Figure 8. The perturbation of equivalent potential temperature (shaded, units: K), horizontal wind (barb, full barb represents 4 m s-1) at 500m above ground level and the composite reflectivity (contour, units: dBZ) for 2h (a1, b1), 3h (a2, b2) and 4h (a3, b3) integration of PWAT_M62 (a1, a2, a3) and PWAT_B62 (b1, b2, b3) experiments. The green solid lines in a1, a2 and a3 represent convergence line in front of cold pool.
The intensity of squall line is also affected by vertical distribution of humidity (T06 [26], T07a [27], and T14 [28]). For the same PWAT experiment, the intensity of squall line is stronger in PWAT_B68 experiment than that in PWAT_M68 experiment (Fig. 3, 4, 5). On the one hand, the high humidity located at the lower levels is conducive to the enhancement of upward velocity (Fig. 9d) and positive buoyancy (Fig. 7a), which leads to stronger convective cells. On the other hand, the middle level dry air favored the strengthening of cold pool, which is verified by result that PWAT_B68 expriment has a stronger cold pool (blue area in Fig. 9a, b, purple dotted part in Fig. 9c, d). The stronger cold pool is favorable for triggering new convection. According to RKW theory (Rotunno et al. [35]; Weisman [39]; Weisman and Rotunno [40]), when the horizontal vorticity induced by the intensity of cold pool and vertical wind shear become to a balance, it is most beneficial to maintain the squall line.

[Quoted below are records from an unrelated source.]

PR #92, opened 2020-08-04
feat: add styling to tabs

3nvi:
### Background

Lots of designs have tabs that have the same styling applied to them. This PR adds this styling on pounce so that  apps like Panther can use them without any trouble.

### Screenshots
Screen Shot 2020-08-04 at 3 20 08 PM

### Changes

- Pass an `index` prop from `TabList` to  all `Tab`  components to help with styling
- Create  `useTabStyles` local hook to handle  all styling
- Use hook in `Tab` components

### Testing

- Testing steps

### DIFF
--- a/src/components/Tabs/useTabStyles.tsx
+++ b/src/components/Tabs/useTabStyles.tsx
@@ -1,0 +1,37 @@
+import { useTabsContext } from '@reach/tabs';
+import { AbstractButtonProps } from '../AbstractButton';
+
+interface UseTabStylesProps {
+  index: number;
+}
+
+const useTabStyles = ({ index }: UseTabStylesProps): Partial<AbstractButtonProps> => {
+  const { focusedIndex, selectedIndex } = useTabsContext();
+
+  const selectedColor = 'blue-400';
+  const focusedColor = 'navyblue-300';
+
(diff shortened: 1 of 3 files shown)


src/components/Tabs/useTabStyles.tsx
```diff
@@ -0,0 +1,37 @@
...
+  let borderColor: AbstractButtonProps['borderColor'];
+  if (isSelected) {
+    borderColor = selectedColor;
+  } else if (isFocused) {
+    borderColor = focusedColor;
+  } else {
+    borderColor = 'transparent';
+  }
+
+  return {
```
vorillaz, line 26: I guess that's intended but IMHO tabs should get visual impact for keyboard navigation.

3nvi: They do!

that's what `isSelected` and `isFocused` handle through the border. 

On tabs where the navigation instantly changes the tab,  you get immediate feedback.

On tabs where it requires pressing "Enter"  to "go" to the tab, then  you get feedback for your selection. 

All that is handled internally through reach-ui and presented through a border. I just didn't want the outline, since there was already another visual indicator present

The 0-6 km wind shear in PWAT_M68 and PWAT_B68 experiment is 16 m s-1, and the strength of cold pool in PWAT_B68 experiment is equivalent to that of wind shear, while the strength of cold pool in PWAT_M68 experiment is smaller than that of wind shear (Table 2).

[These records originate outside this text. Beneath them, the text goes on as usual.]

PR #93, opened 2020-08-04
Fix issues with tab focuses

3nvi:
### Background

Currently tabs are not "outlined" when a user users the `<tab>` key. At the same time, when you tab, the entire tabpanel gets focused which you probably don't want that.

This PR fixes that by making sure focus is handled correctly. Also it  adds a missing border below the tabs (SS)

### Screenshots

Problematic focusing can be seen here

Screen Shot 2020-08-04 at 5 09 11 PM

A new border has been added 

Screen Shot 2020-08-04 at 5 15 15 PM

### Changes

- Add border
- Re-instate tab outline
- Remove tab panel focus

### Testing

- Visual

### DIFF
--- a/src/components/Tabs/TabPanel.tsx
+++ b/src/components/Tabs/TabPanel.tsx
@@ -1,6 +1,7 @@
-import { TabPanel as ReachTabPanel, TabPanelProps as ReachTabPanelProps } from '@reach/tabs';
+import React from 'react';
+import { TabPanel as ReachTabPanel } from '@reach/tabs';
+import Box from '../Box';
 
-export type TabPanelProps = ReachTabPanelProps;
-export const TabPanel = ReachTabPanel;
+const TabPanel: React.FC = props => <Box as={ReachTabPanel} tabIndex={-1} {...props} />;
 
 export default TabPanel;
--- a/src/components/Tabs/useTabStyles.tsx
+++ b/src/components/Tabs/useTabStyles.tsx
@@ -24,7 +24,7 @@ const useTabStyles = ({ index }: UseTabStylesProps): Partial<AbstractButtonProps
   }
 
   return {
-    outline: 'none',
+    zIndex: 1,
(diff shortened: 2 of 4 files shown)


src/components/Tabs/useTabStyles.tsx
```diff
@@ -24,7 +24,7 @@ const useTabStyles = ({ index }: UseTabStylesProps): Partial<AbstractButtonProps
   }
 
   return {
-    outline: 'none',
+    zIndex: 1,
```
vorillaz, line 27: I don't think that manipulating the items would do the trick.

src/components/Tabs/TabPanel.tsx
```diff
@@ -1,6 +1,7 @@
-import { TabPanel as ReachTabPanel, TabPanelProps as ReachTabPanelProps } from '@reach/tabs';
+import React from 'react';
+import { TabPanel as ReachTabPanel } from '@reach/tabs';
+import Box from '../Box';
 
-export type TabPanelProps = ReachTabPanelProps;
-export const TabPanel = ReachTabPanel;
+const TabPanel: React.FC = props => <Box as={ReachTabPanel} tabIndex={-1} {...props} />;
```
vorillaz, line 5: That's breaking a screen reader as we need to ensure that the content is stacked properly.

src/components/Tabs/useTabStyles.tsx
3nvi: the `zIndex` is for an unrelated issue (where the border of the `Tab` should be above the pseudoelement of the `TabList`)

Figure 9. The same as Fig. 8, but for 5h integration of (a) PWAT_M68 and (b) PWAT_M68 experiment. Composite reflectivity (black contour, units: dBZ), negative perturbation of pseudo-equivalent potential temperature (purple dashed line, units: K), horizontal wind speed (shaded area, units: m s-1) and wind vector (arrow, units: m s-1, vertical wind speed amplified 10 times) at AB cross section in (a) and (b) for 5h integration of (c) PWAT_M68 and (d) PWAT_M68 experiment.
Height of cold pool (km) Intensity of cold pool (m s-1) 0-6 km wind shear (m s-1) PWAT_M68 1.1 13 16 PWAT_B68 1.3 16 16 Table 2. The 0-6 km wind shear, height and intensity of cold pool for PWAT_B68 and PWAT_M68 experiments.